The EAT also referred to the principles established in Turner v. Vestric Ltd [1980] (Turner), and reiterated that where a working relationship has broken down, an employer is not required to take “all reasonable steps” prior to dismissal. It did indicate however that where the employer is to blame for the breakdown, that employer should bear a heightened responsibility to attempt to repair the relationship. Coupled with the Polkey principle, Turner underscores the significance of procedural fairness and the imperative for employers to really try to explore avenues for reconciliation. In this instance, the only blame the EAT could attribute to CGI was in relation to the redundancy process where it did not consider the Claimant’s high level of experience and skills. Otherwise, CGI was considered to have been genuine in its efforts to keep the Claimant employed. For example, the EAT noted that the seniority of Ms. McGeehan, who made the final decision to terminate the Claimant’s employment, underscored the gravity and deliberateness of CGI’s decision-making process.
Comment
Rulings in cases like Matthews v.

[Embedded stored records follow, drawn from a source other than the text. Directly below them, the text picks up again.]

PR #352, opened 2023-01-04
feat(search): select search scopes

cyndichin:
## Summary
Switching scopes during an active search performs a search and results are cached if already performed a search for the term. _Note: Loading state will replace current empty state in future ticket._

## References 
IN-973

## Implementation Details
Add new parameter for `updateScope` to take in search term if use switch scopes. This triggers a new search. Created new property `cachedSearchResults` to store cached results in a session and clear when user exits search experience.

## Test Steps
- [ ] WHEN I have an active search
AND I switch scopes
AND we have not yet performed a search for this search term and scope during this search session
THEN we perform the search (if possible)

- [ ] WHEN I have an active search
AND I switch scopes
AND we have performed a search for this search term and scope during this search session
THEN we display the previously displayed search results
 
Note: show offline view if no connection

## PR Checklist:
- [x] Added Unit / UI tests
- [x] Basic Self QA

## Screenshots
|iPad|
|------|
|iPad|

[IN-973]: https://getpocket.atlassian.net/browse/IN-973?atlOrigin=eyJpIjoiNWRkNTljNzYxNjVmNDY3MDlhMDU5Y2ZhYzA5YTRkZjUiLCJwIjoiZ2l0aHViLWNvbS1KU1cifQ

### DIFF
--- a/PocketKit/Sources/PocketKit/MyList/SearchItemsList/SearchViewModel.swift
+++ b/PocketKit/Sources/PocketKit/MyList/SearchItemsList/SearchViewModel.swift
@@ -20,11 +20,14 @@ class SearchViewModel: ObservableObject {
         return user.status == .premium
     }
 
-    private var selectedScope: SearchScope = .saves {
-        didSet {
-            self.emptyState = isPremium ? premiumEmptyState(for: selectedScope) : freeEmptyState(for: selectedScope)
-        }
-    }
+    private var selectedScope: SearchScope = .saves
+    private var currentSearchTerm: String = ""
+
+    private var cachedSearchResults: [SearchScope: [String: [SearchItem]]] = [
+        .saves: [:],
+        .archive: [:],
+        .all: [:]
+    ]
 
     @Published
     var emptyState: EmptyStateViewModel?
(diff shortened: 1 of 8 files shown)


PocketKit/Sources/PocketKit/MyList/SearchItemsList/SearchViewModel.swift
```diff
@@ -103,6 +134,7 @@ class SearchViewModel: ObservableObject {
     }
 
     private func updateRecentSearches(with searchTerm: String) -> [String] {
+        guard isPremium else { return [] }
```
cyndichin, line 137: had to move this check here for my tests to pass for free users, not sure why but it works. If anyone has insight on why moving this allows `test_updateScope_forFreeUser_withArchiveAndTerm_showsResults` to pass, I'm open ears!

cyndichin: Got on a call with @timc-mozilla and @OrlaM during our weekly search meetings. It seems that this may be due to the asynchronous search call via our search service. However, we are using a completion block to mock that call, so something funky seems to be happening. We discussed that our future strategy as a team should either be to consistently use the async / await pattern or completion block pattern. Will open this discussion in slack.

timc-mozilla (approved):
Live code reviewed.  Cyndi, as long as your comfortable with the change you made for the test, its good with me.

cyndichin:
> Live code reviewed. Cyndi, as long as your comfortable with the change you made for the test, its good with me.
It may change as we work on future tickets and I do want to revisit our tests towards the end, but good for now! Thanks!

CGI IT UK Ltd are rare but serve as a useful reminder that in exceptional circumstances it is possible for an employer to fairly dismiss an employee without following the standard procedure. The key takeaway is that the fairness of a dismissal in which recognised procedures have not been followed must be assessed from the employer’s perspective at the time of the decision. The employer’s genuine belief in the futility of the procedure, supported by the claimant’s conduct, can justify a direct dismissal. The case also reaffirms the principle that an employer’s contribution to the breakdown of the relationship may require them to take additional steps to repair it before a dismissal is considered fair. However, if the employer has made reasonable efforts to mend the relationship and the employee remains uncooperative, dismissal may be justified.
The EAT emphasised the exceptional nature of this case, highlighting the particularly extreme facts at hand. Employers should be mindful that the likelihood of a similar outcome is highly dependent on the specific details of each individual case. Employers must approach such situations with caution and be aware that the burden of proof to justify any departure from usual procedure is substantial and not easily met.